Bolle findet, das ließe sich möglicherweise selbst bei rudimentären beziehungsweise gar nicht vorhandenen Lateinkenntnissen durchaus noch erfassen. Sein erster Gedanke damals jedenfalls war: krass – ich kann Latein! Das dickere Ende sollte erst sehr viel später kommen, of course. Das dickere, wohlgemerkt, nicht etwa das dicke. Im Kern ist Latein ja durchaus logisch – was Bolle seinerzeit sehr entgegenkommen sollte.
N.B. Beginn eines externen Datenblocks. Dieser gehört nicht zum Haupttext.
PR #3568, opened 2026-02-23
  Improve packaging scripts: security, performance, and code quality

raramakr:
Security improvements:
  - Replace shell=True with proper command lists in upload_package_repo.py
  - Use Python file handles instead of shell redirection for dpkg-scanpackages and gzip
  - Update run_command() to accept list[str] to prevent shell injection vulnerabilities
  - Add explicit encoding="utf-8" to all text file operations for consistency

  Performance optimization:
  - Optimize artifact directory lookup in packaging_utils.py using prefix index
  - Replace nested loop with dictionary-based lookup for faster artifact matching

  Code quality improvements:
  - Reorder versioned/non-versioned package creation in build_package.py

Nun hat sich Bolle die Mühe gemacht, selbiges in eine gendergerechte beziehungsweise nachgerade woke Version zu transformieren. Am Informationsgehalt – der Tatsache nämlich, daß es sich sowohl bei Sizilien als auch bei Sardinien um Inseln handelt – ändert sich dabei nichts, und zwar rein gar nichts. Bolle wollte lediglich korrekterweise berücksichtigt wissen, daß auch die männliche Version gegebenenfalls „mitgedacht“ beziehungsweise mitberücksichtigt sein will. Und so kommen wir auf die alternative Version, die sich in manch jung-modern-aufgeschlossenen Kreisen ja durchaus einer gewissen Beliebtheit erfreuen dürfte – falls man dort überhaupt Latein sprechen würde.

Nun, bei der Kontemporärisierung hat sich der Text leider, leider, von ursprünglich 72 Zeichen auf 135 Zeichen aufgebläht – also auf fast das Doppelte. Bolle meint, wenn das damals schon so Sitte gewesen wäre, hätte er sicherlich nie Latein gelernt – und frühzeitig schon das Handtuch geworfen. Zum Glück waren das diesbezüglich seinerzeit deutlich weniger ambitionierte Zeiten.

Die Tatsache, daß sowohl Sizilien als auch Sardinien auch gegengeschlechtlich „gelesen“ werden können, beziehungsweise möglicherweise gar müssen, ist natürlich auch eine Information, of course – spielt aber im vorliegenden Falle keine, und zwar wirklich rein gar keine Rolle. Keinesfalls jedenfalls sollte derlei Blubbersprech eine Verdoppelung des Textumfanges rechtfertigen können. Wir hatten das vor langer Zeit schon mal thematisiert und dabei auf Schopenhauers § 287 in seinem ›Über Schriftstellerei und Stil‹ (1851) verwiesen und das mit ›Deutlich denken‹ unterschrieben (vgl. dazu So 06-09-20 Laber Rhabarber).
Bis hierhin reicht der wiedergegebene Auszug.